* **TASK OBJECTIVE**: Scan the entries for the word "enum" and return every line that has it.

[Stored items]
PR #3260, opened 2019-03-19
Reworked resource management [2019.2]

Chman:
### Purpose of this PR

Resource management in LWRP is very limited. Right now it's in an asset and it relies on the default script reference system in the editor to auto-populate the asset on creation. This works okay in basic cases but it doesn't support much (array support for instance). It's also currently unsafe, as in if the asset breaks (serialization bug, failed package upgrade and so on) everything breaks.

HDRP recently moved to a safer, easier to use resource management system. This PR moves the interesting code bits to Core and changed resource handling in LWRP to use this new system. See the following files to get a grasp on how to use the new set of attributes:
- `com.unity.render-pipelines.lightweight/Runtime/ForwardRendererData.cs` (simple case)
- `com.unity.render-pipelines.high-definition/Runtime/RenderPipeline/RenderPipelineResources.cs` (more complex cases)

---
### Testing status
**Katana Tests**: [Green](https://katana.bf.unity3d.com/projects/com.unity.render-pipelines/builders?ScriptableRenderLoop_branch=resources-refactor&automation-tools_branch=master&unity_branch=trunk).

**Manual Tests**:
- Explicitly broke the ForwardRendererData and the editor resource asset by setting some of the assets to null and reloaded the pipeline.
- In developer mode, auto-populated the assets by clicking Reload All.
- Manually checked every reference & associated paths in the assets.

---
### Overall Product Risks
**Technical Risk**: High

**Halo Effect**: High


com.unity.render-pipelines.core/Runtime/Utilities/ResourceReloader.cs
```diff
@@ -1,21 +1,21 @@
...
     /// <summary>
     /// The resources that need to be reloaded in Editor can live in Runtime.
     /// The reload call should only be done in Editor context though but it
     /// could be called from runtime entities.
     /// </summary>
-    internal static class ResourceReloader
+    public static class ResourceReloader
     {
-        public static void ReloadAllNullIn(System.Object container)
+        public static void ReloadAllNullIn(System.Object container, string basePath)
```
RSlysz: As the method now is in User Land (public), add in-code documentation

com.unity.render-pipelines.core/Runtime/Utilities/ResourceReloader.cs
```diff
@@ -146,67 +146,52 @@ static void SetAndLoadIfNull(Array array, int index, string path, bool builtin)
...
     {
-        public enum Package { Builtin, CoreRuntime, CoreEditor, HDRPRuntime, HDRPEditor };
+        public enum Package { Builtin, Root };
 #if UNITY_EDITOR
         public readonly Package package;
         public readonly string[] pathes;
 #endif
 
-        public ReloadAttribute(string[] pathes, Package package = Package.HDRPRuntime)
+        public ReloadAttribute(string[] pathes, Package package = Package.Root)
```
RSlysz: As the method now is in User Land (public), add in-code documentation

com.unity.render-pipelines.core/Runtime/Utilities/ResourceReloader.cs
```diff
@@ -146,67 +146,52 @@ static void SetAndLoadIfNull(Array array, int index, string path, bool builtin)
...
         {
 #if UNITY_EDITOR
             this.pathes = pathes;
             this.package = package;
 #endif
         }
 
-        public ReloadAttribute(string path, Package package = Package.HDRPRuntime)
+        public ReloadAttribute(string path, Package package = Package.Root)
```
RSlysz: As the method now is in User Land (public), add in-code documentation

com.unity.render-pipelines.core/Runtime/Utilities/ResourceReloader.cs
```diff
@@ -146,67 +146,52 @@ static void SetAndLoadIfNull(Array array, int index, string path, bool builtin)
...
             : this(new string[] { path }, package)
         { }
 
         public ReloadAttribute(string pathFormat, int rangeMin, int rangeMax,
```
RSlysz: As the method now is in User Land (public), add in-code documentation

com.unity.render-pipelines.lightweight/Runtime/ForwardRendererData.cs
```diff
@@ -1,56 +1,44 @@
...
-        {
-            get => m_ScreenSpaceShadowShader;
-        }
+        [SerializeField] StencilStateData m_DefaultStencilState = null;
 
-        internal Shader samplingShader
+        protected override void OnEnable()
         {
-            get => m_SamplingShader;
+            ResourceReloader.ReloadAllNullIn(this, LightweightRenderPipelineAsset.packagePath);
```
RSlysz: On HDRP side, Reload call are only done in Editor context. Ensure it the case or that the code could run in a build bersion when resources are missing.

sebastienlagarde:
Note: This PR affect both LW and HDRP. Question: should be this backport on 2019.1 ? Or it is ok to only have it for 2019.2

Chman:
We probably don't want to backport this to 2019.1 so close to getting LWRP out of preview. I'd rather have it in 19.2/.3 and well tested, the risk is just too high.

PR #3267, opened 2019-03-20
Add emission, diffusion profile and HD Scene Color nodes doc

alelievr:
Add emission, diffusion profile and HD Scene Color nodes doc
Also moved the HDRP shader graph doc to a separate folder


sebastienlagarde:
Poke @JordanL8  for review

sebastienlagarde:
Merged in order to include into package @JordanL8 (better to have doc with typo than no doc) but please do correct and redo a PR for next package.

PR #3278, opened 2019-03-24
Add _TERRAIN_BLEND_DENSITY macro

zeroyao:
### Purpose of this PR
The macro is for controlling whether density blend mode should be enabled. It's not currently configurable and will be enabled if height blending is not enabled, to retain the old behaviour.

---
### Release Notes
TBD.

---
### Testing status
**Katana Tests**: Running, but should be green as the change is trivial.

---
### Overall Product Risks
**Technical Risk**: None

**Halo Effect**: None

---


sebastienlagarde:
Don't forget changelog (but yes, for this one I am fine with no changelog)

PR #3281, opened 2019-03-25
Shader Graph bug fixes

pbbastian:
### Purpose of this PR
This PR fixes the following cases:

https://fogbugz.unity3d.com/f/cases/1135908/
Undo/redo breaks Shader Graph windows if the window is not visible. This could happen if the window is docked, but not the active tab. This happens because `Update` is only called if the window is visible. I first fixed this by triggering an `Update` on undo-redo, but this was obsoleted by the following bug fix.

https://fogbugz.unity3d.com/f/cases/1126627/
Performing undo or redo rapidly (multiple times per frame) breaks Shader Graph windows -- i.e. they throw exceptions and go into error state. This happens because each undo/redo causes a `ReplaceWith` in `GraphData`, and multiple of those per frame is apparently more than our change tracking system can handle. I fixed this by delaying the call to `ReplaceWith` until the next `Update`. `GraphObject` now tracks a current version and a serialised version of the graph, and will call `ReplaceWith` if they don't match. This also happened to be a much more elegant fix for the above bug, and also makes rapid undo/redo appear faster as multiple undo/redo per frame will be squashed into the same work.

_(Untracked)_
The new sub graph database importer fails if a sub graph refers to a sub graph guid that does not exist in the project. We already do handle that case in `SubGraphNode`, but there was an edge case in the recursion detection causing it to throw a `NullReferenceException`. I fixed it with a check of whether the referenced sub graph actually exists.

https://fogbugz.unity3d.com/f/cases/1126569/
Shader Graph doesn't work with references to sub assets. This happens because we only store GUIDs. I've fixed this by reverting to our old way of serialising references, but in a better way than before. GUID deserialisation is still supported because yay backwards compatibility, but we aggressively replace GUIDs with proper references. They only get replaced if the Shader Graph asset is re-saved though.

---
### Testing status
**Katana Tests**: https://katana.bf.unity3d.com/projects/com.unity.render-pipelines/builders?unity_branch=trunk&ScriptableRenderLoop_branch=sg%2Fbug-fixes-peter&automation-tools_branch=master

- [ ] Built a player
- Other: 

---
### Overall Product Risks
**Technical Risk**: Low

**Halo Effect**: None

---
### Comments to reviewers


zadi0648:
UndoBugStill1

1126627 still reproduces. It's rapid undo & redo on nodes with an edge between them.

zadi0648:
UndoBugStill1

1135908 is better because the graph no longer crashes, however it now bakes all the changes into one single undo/redo step while all the surrounding undo/redo steps do nothing. Is this intentional? I wouldn't mind approving this part for now as it's an improvement over crashing the graph, as I would imagine fixing this and making it so you can step through changes on a window that isn't opened is a problem with Unity's undo system and out of our control?

zadi0648:
The other two cases look good 👍

pbbastian:
@zadi0648 I think I finally killed the issue. Is the second issue you described still happening for you?

pbbastian:
Hmm, is the second behaviour actually new?

PR #3283, opened 2019-03-25
Hidden Path Namespace for Subgraphs

alindmanUnity:
### Purpose of this PR
Adding a check to prevent certain subgraphs from populating the Create Node menu. This behaves exactly like "Hidden/" paths in HLSL shaders. 

---
### Release Notes
Only changes single file, Search Window Provider. 
Currently only filters out "Hidden" in Pascal case. "HIDDEN" or "hidden" will populate the menu. This behavior matches existing behavior for HLSL shaders. 

---
### Testing status
Katan Green

- Other: 

---
### Overall Product Risks
Low - small line change, one file only

Low - users shouldn't already have "Hidden" in paths to suddenly see subgraphs disappear. 

---
### Comments to reviewers


com.unity.shadergraph/Editor/Drawing/SearchWindowProvider.cs
```diff
@@ -21,6 +21,7 @@ class SearchWindowProvider : ScriptableObject, ISearchWindowProvider
         public bool nodeNeedsRepositioning { get; set; }
         public SlotReference targetSlotReference { get; private set; }
         public Vector2 targetPosition { get; private set; }
+        private static string s_HiddenFolderName => "Hidden";
```
pbbastian:
```suggestion
        private const string k_HiddenFolderName => "Hidden";
```

com.unity.shadergraph/Editor/Drawing/SearchWindowProvider.cs
```diff
@@ -21,6 +21,7 @@ class SearchWindowProvider : ScriptableObject, ISearchWindowProvider
         public bool nodeNeedsRepositioning { get; set; }
         public SlotReference targetSlotReference { get; private set; }
         public Vector2 targetPosition { get; private set; }
+        private const string k_HiddenFolderName => "Hidden";
```
zadi0648: Should be '='

com.unity.shadergraph/Editor/Drawing/SearchWindowProvider.cs
```diff
@@ -88,9 +89,10 @@ public List<SearchTreeEntry> CreateSearchTree(SearchWindowContext context)
                 {
                     AddEntries(node, new string[1] { asset.name }, nodeEntries);
                 }
-                else
+                
+                var title = node.subGraphData.path.Split('/').ToList();
+                if (title[0] != s_HiddenFolderName)
```
zadi0648: 's_HiddenFolderName' does not match 'k_HiddenFolderName'

zadi0648:
At first I thought I found a bug in master but I realized I was on your branch and this only reproduces on your branch: giving a sub graph no group results in it being in the creation tree twice. Once at level 1, a 2nd on at level 2 with the parent being "   ".
AlexHiddenPathBug0

com.unity.shadergraph/Editor/Drawing/SearchWindowProvider.cs
alindmanUnity: => is a new flag for assigning a get/set, I'm pretty sure it should stay that way

PR #3305, opened 2019-03-28
Hdrp/staging dxr 2

anisunity:
Bringing in all the changes that were made during the demo


com.unity.render-pipelines.high-definition/Runtime/RenderPipeline/Raytracing/HDRaytracingShadowManager.cs
```diff
@@ -55,8 +55,13 @@ public void Init(HDRenderPipelineAsset asset, HDRaytracingManager raytracingMana
             m_GbufferManager = gbufferManager;
 
             // Allocate the intermediate buffers
+            m_AnalyticProbBuffer = RTHandles.Alloc(Vector2.one, filterMode: FilterMode.Point, colorFormat: GraphicsFormat.R16G16_SFloat, enableRandomWrite: true, useDynamicScale: true, useMipMap: false, name: "AnalyticProbBuffer");
```
sebastienlagarde: I think you can remove this one right ? it is the probe buffer (to do in a next PR)

com.unity.render-pipelines.high-definition/Runtime/RenderPipeline/Raytracing/HDRaytracingShadowManager.cs
```diff
@@ -68,52 +73,90 @@ public RTHandleSystem.RTHandle GetIntegrationTexture()
         public void Release()
         {
             RTHandles.Release(m_AreaShadowTextureArray);
-            RTHandles.Release(m_DenoiseBuffer0);
+            RTHandles.Release(m_RaytracingDistanceBuffer);
+            RTHandles.Release(m_RaytracingDirectionBuffer);
             RTHandles.Release(m_DenoiseBuffer1);
+            RTHandles.Release(m_DenoiseBuffer0);
+            RTHandles.Release(m_AnalyticProbBuffer);
```
sebastienlagarde: poke - related to comment above

PR #3312, opened 2019-03-29
Added documentation for Render Pass

JulienIgnace-Unity:
### Purpose of this PR
Added documentation for Render Pass


sebastienlagarde:
Merged in order to include into package @JordanL8 (better to have doc with typo than no doc) but please do correct and redo a PR for next package.

PR #3319, opened 2019-03-29
Fix editor resources asset refereces breaking when upgrading the HDRP asset

alelievr:
### Purpose of this PR
Fix editor resources asset refereces breaking when upgrading the HDRP asset

---
### Testing status
**Katana Tests**: [Running](https://katana.bf.unity3d.com/projects/com.unity.render-pipelines/builders?ScriptableRenderLoop_branch=HDRP%2FFixEditorResourcesWhenUpgrading&automation-tools_branch=master&unity_branch=trunk)

- [ ] Built a player
- Other: 

---
### Overall Product Risks
**Technical Risk**: Low

**Halo Effect**: Low


alelievr:
Yep i know, but the `CreatePipeline` is only supposed to be called only once when we load the pipeline (if everything goes well) so it's fine
Btw we may need to do something like this when a shader does not compile and HDRP tries to create itself at each frame eating all your memory and killing the editor.

PR #3322, opened 2019-03-30
[HDRP] Fix Stereo MotionVectors

racarone:
### Purpose of this PR
Fixes the previous frame's stereo uniforms being set to the current values every frame, breaking motion vectors.

Adds stereo instancing support to FullScreenDebug.shader as well.

---
### Testing status
**Katana Tests**: 

**Manual Tests**: 

**Automated Tests**:

---
### Overall Product Risks
**Technical Risk**: Low

**Halo Effect**: None


sebastienlagarde:
@fabien-unity @Chman what do you think ? Looks dangerous

fabien-unity:
1. The change to the shader is good.
2. Let's wait for the isFirstFrame problem because I have a branch in progress that will refactor some code and also should this.

PR #3325, opened 2019-04-01
Leave light lists in a clean state when we don't need to build them anymore 

FrancescoC-unity:
This is a fairly quick (but not so dirty) fix for the issue to go forward with the package. I'll try to get a nicer cleanup solution soon. 

Fix for https://fogbugz.unity3d.com/f/cases/1139761/ .

Katana: https://katana.bf.unity3d.com/projects/com.unity.render-pipelines/builders?automation-tools_branch=master&ScriptableRenderLoop_branch=HDRP%2Fclean-light-list-when-not-building-it&unity_branch=trunk


FrancescoC-unity:
Oopsie, it fails on katana, I am on the fix now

* **RESULT FOR THIS EXERCISE**:
-        public enum Package { Builtin, CoreRuntime, CoreEditor, HDRPRuntime, HDRPEditor };
+        public enum Package { Builtin, Root };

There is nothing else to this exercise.